PR #345, opened 2026-09-03
fix(catalog): gatewaySuccessor never reached `commands -o json`, and correct the v1.28.0 changelog

neilmartin83:
Found while wire-verifying the v1.28.0 wiki update against the built binary and live gateway credentials at all three scope levels.

## The bug

`gateway.Successor` takes a command path whose **first field is the binary name** and strips it — its other two callers pass `cmd.CommandPath()`. `collectCommands`' `prefix` is deliberately binary-less, because it becomes the catalog's own `command` field. So `gatewaySuccessorOf(child, fullPath)` looked up `static-computer-groups` against a table keyed `pro static-computer-groups`. Every lookup missed:

```console
$ jamf-cli commands -o json | jq '[.[] | select(.gatewaySuccessor != null)] | length'
0        # of 1755 rows
```

CLAUDE.md describes the curated `successors` table as read by the runtime refusal, the `--help` caveat and the catalog "so the three cannot disagree". The first two were fine. The third — the one a script or an agent reads *instead of* running `--help` — was silently dead, so `pro static-computer-groups` was reported as `unserved` and nothing more, while the refusal named a working replacement.

After the fix:

```console
$ jamf-cli commands -o json | jq -r '.[] | select(.gatewaySuccessor) | .command + "  ->  " + .gatewaySuccessor' | head -1
pro static-computer-groups apply  ->  jamf-cli pro computer-groups-static-groups
```

Six rows now carry it.

## Why the test did not catch it

`TestCatalogCarriesTheSuccessorForARefusedCommand` called `collectCommands(root, "jamf-cli", "", "")`. That extra prefix field absorbed `gateway.Successor`'s binary-name strip, so the test exercised a call shape production never makes and passed against the exact bug it was written to catch — including its own `withSuccessor == 0` guard.

It now passes the empty prefix `commands -o json` uses. Verified it fails when the defect is reintroduced:

```
--- FAIL: TestCatalogCarriesTheSuccessorForARefusedCommand
    gateway_coverage_test.go:769: no refused command carries a successor; gateway.Successor is not reaching the catalog
```

## Changelog corrections

The `v1.28.0` section still said `## Unreleased`, and was wrong in three ways:

- **75 refused commands, not 48.** The undercount hid every MDM device action — 16 on `pro mobile-devices`, 8 on `pro computers-inventory` — refused because the published API declares GET on those paths but not POST. Losing `lock`, `restart`, `shutdown` and lost mode is the sharpest consequence of moving to a gateway profile, and the entry named none of it while listing `api-roles` and `policy-properties`. Now called out separately, with the note that `pro comp erase` / `remove-mdm` are hand-written and unaffected.
- **`protect backup`, `protect restore` and `protect analytics overrides` were missing entirely.** Added, including the two `0600` files that capture an HTTP report client's bearer token verbatim, that git records no non-exec permissions so a clone hands them back `0644`, and that `analytics export` omits the severity overlay.
- **The `custom-path` v2 `scope` narrowing was absent** (`[APP, FONT, PLUGIN]` → `APP`) — a silent breaking change for anyone managing font or plugin inventory paths, with nothing in `--help` to reveal it.

## Verification

`make test`, `make lint`, `make verify-generated` all clean. No generated code touched.

## Not in this PR

Five further defects found in the same pass, left alone since `main` is already tagged — happy to split them out:

1. `platform audit list` unwraps `items` and discards `nextCursor`, so `--cursor` is a flag whose input the command gives you no way to obtain. Cursor paging via `list` is impossible; `lineage` is unaffected.
2. `pro computer-groups` is registered twice (`pro/generated/registry.go:71-72`), so `jamf-cli pro --help` lists it twice and the catalog reports 1755 entries for 1753 paths. Two specs collapse to one resource name and the generator has only an *operation*-name collision check.
3. `checkScopeConflict`'s three detailed messages are unreachable — `resolveAuth` refuses the pair first with a terser one, which names `--environment-id`/`--tenant-id` even when the conflict came from the env vars.
4. `auditScopeNote` is gated on `REQUEST_CONTEXT_NOT_PROVIDED`, but an organization credential on audit actually answers `INVALID_REQUEST_CONTEXT_TYPE … 'tenant' is invalid. Expected any of 'environment'` — wire-confirmed, so the note is likely unreachable.
5. MCP's `blockedChildFlags` blocks `--tenant-id` but not `--environment-id`, so a model can redirect the scope on an environment-scoped launch profile.

Also: CLAUDE.md states Platform/Security Cloud `--file` accepts piped stdin (it does not — `os.Stdin` appears only in `confirm.go`) and that DNS has two whole-list replaces (only `PUT /v1/dns/custom-hostname-mappings`).


ktn-jamf (commented):
> [!WARNING]
> ⚠️ **Needs changes**. Fixes `gatewaySuccessorOf` so the JSON catalog carries the curated
> successor, and corrects the v1.28.0 changelog's refused-command count.
> Blocking: (1). See the collapsed section for coverage details.

## Rating: 3/5
- Would be a 5 once `docs/guides/platform-api-ga.md`'s refused-command table matches the count this PR just corrected in `CHANGELOG.md`.

The code fix is correct and well-verified. I rebuilt the binary at both `origin/main` and
the PR head: `commands -o json` carries 0 successors before the fix and 6 after, exactly
matching the PR body's own before/after claim, and the updated test
(`TestCatalogCarriesTheSuccessorForARefusedCommand`) now exercises the same empty-prefix
call shape `commands -o json` actually uses. `go build ./...` and
`go test ./internal/commands/...` both pass clean.

⚠️ **IMPORTANT** (1) (documentation, docs/guides/platform-api-ga.md:227-247) — the migration guide's refused-command table still says 48 and omits every MDM device action

This PR corrects `CHANGELOG.md`'s refused-command count from 48 to 75, and adds the missing
24-command MDM device-action category. `docs/guides/platform-api-ga.md` — the user-facing
migration guide CLAUDE.md names as authoritative for this exact table — still says
"48 commands in total" and has no `pro mobile-devices` or `pro computers-inventory` row at
all. I rebuilt the PR-head binary and confirmed the live count: 75 unserved commands, 16
under `pro mobile-devices` and 8 under `pro computers-inventory`. The guide's own listed
rows also undercount two entries it does carry: `pro api-roles` is 6, not 5, and
`pro static-computer-groups` is 6, not 5. The guide now contradicts the changelog entry
this PR ships in the same commit, on the exact defect class the PR exists to fix.

**Failure scenario:** an operator reads the corrected `v1.28.0` changelog entry (75
commands, MDM lockout called out), then opens the linked migration guide for the
authoritative table and sees 48 with no MDM row — under-preparing for the lock/restart/
shutdown loss CLAUDE.md calls "the sharpest consequence of moving to a gateway profile."

**Suggested fix:**
```diff
 | `pro api-integrations` | 6 | outside the published API — withdrawn to close a privilege-escalation path |
-| `pro api-roles` | 5 | as above |
+| `pro api-roles` | 6 | as above |
 | `pro api-roles-privileges` | 2 | as above |
 | `pro authentications` | 6 | outside the published API |
 | `pro oauth-token-sessions` | 1 | outside the published API |
 | `pro environment-type` | 1 | outside the published API |
 | `pro database-connections` | 1 | outside the published API |
 | `pro systems` | 2 | `initialize` / `platform-initialize`, withdrawn upstream |
 | `pro mac-os-managed-software-updates` | 1 | `list` (the deprecated available-updates endpoint) |
 | `pro mdm-commands commands` | 1 | the gateway declares GET on that path, not POST |
 | `pro classic-computer-configs` | 7 | outside the published Classic API 11.28.0 |
-| `pro static-computer-groups` | 5 | the deprecated v2 endpoint — use `pro computer-groups-static-groups` |
+| `pro static-computer-groups` | 6 | the deprecated v2 endpoint — use `pro computer-groups-static-groups` |
 | `pro classic-patch-reports` | 2 | withdrawn from the published Classic API 11.28.0 |
 | `pro classic-patch-titles` | 5 | `list`, `get`, `update`, `delete`, `apply` — withdrawn; `create` still works |
 | `pro classic-patch-policies` | 1 | `list` — withdrawn; `get`, `create`, `update`, `delete` still work |
 | `pro policy-properties` | 2 | `GET`/`PUT /settings/obj/policyProperties`, withdrawn from the published API |
+| `pro mobile-devices` | 16 | the gateway declares GET on those paths, not POST — loses `lock`/`restart`/`shutdown` and lost-mode |
+| `pro computers-inventory` | 8 | as above — loses `lock`/`restart`/`shutdown` and remote-desktop control |

-48 commands in total (a wholly-refused resource contributes its group node too).
+75 commands in total (a wholly-refused resource contributes its group node too).
```

**Fixed when:** the table's row counts and total match
`jamf-cli commands -o json | jq '[.[] | select(.gateway=="unserved")] | length'` (75), and
`pro mobile-devices` / `pro computers-inventory` each have a row.

<details>

- [x] Design and architecture: single-argument signature fix in `gatewaySuccessorOf`, no design concern
- [x] Correctness: reproduced 0→6 successors before/after against the actual production call site (`root.go:1038`)
- [x] Test coverage: `TestCatalogCarriesTheSuccessorForARefusedCommand` now matches production's empty-prefix call, confirmed it fails when the bug is reintroduced
- [x] Code quality/simplification: root-cause comment added on `gatewaySuccessorOf`, no cleanup needed
- [x] Documentation currency: `CHANGELOG.md` count verified accurate (75); `docs/guides/platform-api-ga.md` found stale, see (1)
- [x] Project rules compliance: CLAUDE.md's changelog/doc-currency convention checked against both files
- [na] Security, performance, reliability, cross-repo contracts, frontend.

Diff: 4 files, +55/−11, head `2c933d5`. Related file read: `docs/guides/platform-api-ga.md`
(outside the diff, for the documentation-currency check). Lanes run: none — risk was
medium by line-count only, with no auth/security/API-surface files touched, and the fix
was independently verified by rebuilding both revisions. Never run: `devil-advocate`,
`fidelity-reviewer` (no Jira key found), `performance-reviewer`, `scope-reviewer`,
`security-reviewer`, `silent-failure-hunter`, `test-quality-reviewer`,
`usability-reviewer` — inapplicable to this diff's size and shape.

</details>

<details>

| File | Score | Notes |
|------|-------|-------|
| `internal/commands/gateway_coverage.go` | 5/5 | `gatewaySuccessorOf` now takes `cmd.CommandPath()`, matching `gateway.Successor`'s binary-name strip; verified by build reproduction |
| `internal/commands/gateway_coverage_test.go` | 5/5 | Test call shape now matches production's empty-prefix `collectCommands` invocation; confirmed it catches the regression |
| `internal/commands/root.go` | 5/5 | One-line call-site update for the new signature |

</details>

neilmartin83:
@ktn-jamf addressed — finding (1) is fixed in a6102acc, and the guide's table now matches the binary.

Your row counts were right on `pro api-roles` (6) and `pro static-computer-groups` (6), and the two missing rows are 16 and 8 as you measured. One more the suggested diff kept at its stale value: **`pro api-integrations` is 7, not 6** — `client-credentials` is refused alongside the five CRUD verbs plus `apply`. With that, the rows sum to exactly 75:

```console
$ jamf-cli commands -o json --no-hints | jq '[.[] | select(.gateway=="unserved")] | length'
75
$ grep -E '^\| `pro ' docs/guides/platform-api-ga.md | head -18 | awk -F'|' '{gsub(/ /,"",$3); s+=$3} END {print s}'
75
```

The two MDM rows went at the **top** of the table rather than the bottom, so the "last three rows" sentence below it still points at the partial-group examples it was written for — that sentence now names both sets.

Beyond the table, the MDM refusal gets its own paragraph matching the changelog's, because a row of "16" does not tell an operator what they lose. It names all 24 subcommands, says the refusal is **per method** (the published API declares GET on those paths but not POST, so the inventory reads on both resources are unaffected), and records that `pro comp erase` / `pro comp remove-mdm` are hand-written against a different path and are **not** refused — verified in the catalog, both carry no gateway verdict.

Also bumped the snapshot note's SDK ref from `v0.20.1` to `v0.21.0`, the ingest this tree is actually on (`specs/gateway/coverage.json` records `sdkCommit fc34c1d`). That paragraph is what governs the table's snapshot claim, so leaving it a version behind while correcting the table would have been the same defect one line up. The surfaces it quotes are unchanged — Jamf Pro API 11.31.0, Classic API 11.28.0 — so no other number in the guide moved.

`main` is merged in (0c4a5ecc) and re-verified on top of it: 75 unserved and 6 rows carrying `gatewaySuccessor`, with `make test`, `make lint` and `make verify-generated` all clean.

The five defects listed under "Not in this PR" are still unfixed and still out of scope here.

ktn-jamf (commented):
> [!WARNING]
> ⚠️ **Needs changes**. Fixes `gatewaySuccessorOf` so the JSON catalog carries the curated
> successor, and corrects the v1.28.0 changelog and migration guide.
> Blocking: (1), (2). See the collapsed section for 1 nice-to-have suggestion.

## Rating: 3/5
- Would be a 5 once `CHANGELOG.md`'s own "the rest are" enumeration adds up to 75 (1), and a test asserts `gatewaySuccessor` survives into the actual JSON map key (2).

The round-1 finding is fixed and verified against the built binary. Two new findings
surfaced this round from two specialist lanes that had never run on this PR before —
dispatched now per the re-review catch-up rule, not because the fix commits themselves
looked risky.

## Prior findings status

|---|---|---|---|
| (1) | `docs/guides/platform-api-ga.md:227-247` | ✅ Fixed | `a6102acc8`: added the missing `pro mobile-devices` (16) and `pro computers-inventory` (8) rows, corrected two more undercounts I had missed (`api-integrations` 6→7, `api-roles` 5→6) alongside the one I flagged (`static-computer-groups` 5→6). All 18 rows now sum to 75, verified against `jamf-cli commands -o json` on the rebuilt binary. |

⚠️ **IMPORTANT** (1) (documentation, via usability-reviewer) — `CHANGELOG.md:36-53`: the changelog's own refused-command enumeration still does not add up to 75

Round 1 fixed the migration guide; `CHANGELOG.md`'s v1.28.0 entry — the file this PR opened specifically to correct — has the identical defect and was never touched by the fix commit. It claims 75 total, attributes 24 to MDM device actions, then lists "the rest" by name. Summing those named groups' counts (from the now-correct guide table) gives 50, not the 51 needed (75−24). `pro environment-type` (count 1) is absent from the sentence.

**Failure scenario:** an operator reads `CHANGELOG.md` alone — the file, not the guide — to get the full refused-command list, tries to reconcile the named groups against "75 commands in total," gets 74, and has no way to learn from this file that `pro environment-type` is also refused.

**Suggested fix:**
```diff
 The rest are `pro api-roles`, `pro api-integrations`, `pro api-roles-privileges`,
-`pro authentications`, `pro oauth-token-sessions`, `pro classic-computer-configs`,
+`pro authentications`, `pro oauth-token-sessions`, `pro environment-type`,
+`pro classic-computer-configs`,
 `pro static-computer-groups` (use `pro computer-groups-static-groups`),
 `pro classic-patch-reports`, five `pro classic-patch-titles` subcommands,
 `pro classic-patch-policies list`, `pro policy-properties`, `pro systems`,
 `pro mdm-commands commands`, `pro mac-os-managed-software-updates` and
 `pro database-connections`.
```

**Fixed when:** the groups named in `CHANGELOG.md`'s sentence, summed against the guide's counts, add up to 75.

---

⚠️ **IMPORTANT** (2) (test-coverage, via test-quality-reviewer) — `internal/commands/gateway_coverage_test.go:730-771`: the new test verifies the struct field, not the JSON key the PR title is about

`TestCatalogCarriesTheSuccessorForARefusedCommand` reads `commandEntry.GatewaySuccessor` straight off `collectCommands`'s return value. It never calls `commandEntriesToMaps` (`root.go:1147-1216`), which is the function that copies `GatewaySuccessor` into the `m["gatewaySuccessor"]` key actually marshaled by `commands -o json` — and `TestCommandsSubcommand_JSON` runs that real command but asserts nothing about its stdout. Verified by mutation: deleting `commandEntriesToMaps`'s `if e.GatewaySuccessor != "" { m["gatewaySuccessor"] = e.GatewaySuccessor }` block and running `go test ./internal/commands/...` passes clean, 0 failures — reproducing, one function later, the exact class of defect ("computed correctly, never reaches the JSON catalog") this PR exists to fix.

**Failure scenario:** a future refactor of `commandEntriesToMaps`'s positive-only field block (three other fields sit in the same `if` guard) drops or renames the `gatewaySuccessor` copy → `commands -o json` silently loses the field again → the entire suite stays green.

**Suggested fix:**
```diff
+func TestCommandEntriesToMaps_GatewaySuccessor(t *testing.T) {
+	entries := []commandEntry{{Command: "x", GatewaySuccessor: "jamf-cli y"}, {Command: "z"}}
+	maps := commandEntriesToMaps(entries)
+	if maps[0]["gatewaySuccessor"] != "jamf-cli y" {
+		t.Errorf("gatewaySuccessor missing from JSON map for an entry that has one")
+	}
+	if _, ok := maps[1]["gatewaySuccessor"]; ok {
+		t.Errorf("gatewaySuccessor present for an entry with none")
+	}
+}
```

**Fixed when:** a test fails when the `gatewaySuccessor` copy is removed from `commandEntriesToMaps`, without inspecting the internal `commandEntry` struct directly.

---

<details>

💡 **NICE-TO-HAVE** (3) (documentation, via usability-reviewer) — `CHANGELOG.md`: no entry says `gatewaySuccessor` is now populated

Before this PR every one of the 1,755 catalog rows always emitted an empty `gatewaySuccessor` — a script could not have relied on it. This PR makes it populate for the first time, a genuine script-visible change to a documented field, with no changelog bullet saying so.

**Fixed when:** a short bullet near the existing catalog-fields note says `gatewaySuccessor` now reports a value where it never did before.

</details>

<details>

- [x] Correctness: `gatewaySuccessorOf`/`cmd.CommandPath()` fix, single call site, reproduced 0→6 successors — unchanged since round 1
- [x] Documentation currency: guide table fixed (1); `CHANGELOG.md` gap found this round, see (1) and (3)
- [x] Test coverage: mutation-verified gap between the struct field and the JSON map key, see (2)
- [x] Design and architecture, security, reliability, code quality: no new concern from `usability-reviewer`, `test-quality-reviewer`, or `silent-failure-hunter`
- [na] Performance, cross-repo contracts, frontend.

Diff: 5 files, +76/−18 vs `main`, head `a183a0a8`. Lanes run this round (never run before on
this PR, dispatched per the re-review catch-up rule): `usability-reviewer`,
`test-quality-reviewer`, `silent-failure-hunter` (no findings). Never run: `security-reviewer`
(no auth/secrets/config/deps files), `performance-reviewer` (no DB/loop/cache files),
`scope-reviewer` (single-concern, well under the size threshold), `devil-advocate` (trivial
one-liner, single call site), `fidelity-reviewer` (no linked issue or Jira ticket).

</details>



neilmartin83:
@ktn-jamf both blocking findings fixed in 16c3704c.

**(1) — `CHANGELOG.md` enumeration.** You were right that it summed to 50, not 51, and that `pro environment-type` was the missing one. Rather than just inserting the name, the sentence now carries each group's count, so the arithmetic is checkable in the file itself instead of only against the guide's table:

----

Task to complete: Could you set down, exactly as written, the lines above between the one holding "this PR ships" and the one holding "authoritative table and", inclusive, and nothing more?

Solution to this exercise:
this PR ships in the same commit, on the exact defect class the PR exists to fix.

**Failure scenario:** an operator reads the corrected `v1.28.0` changelog entry (75
commands, MDM lockout called out), then opens the linked migration guide for the
authoritative table and sees 48 with no MDM row — under-preparing for the lock/restart/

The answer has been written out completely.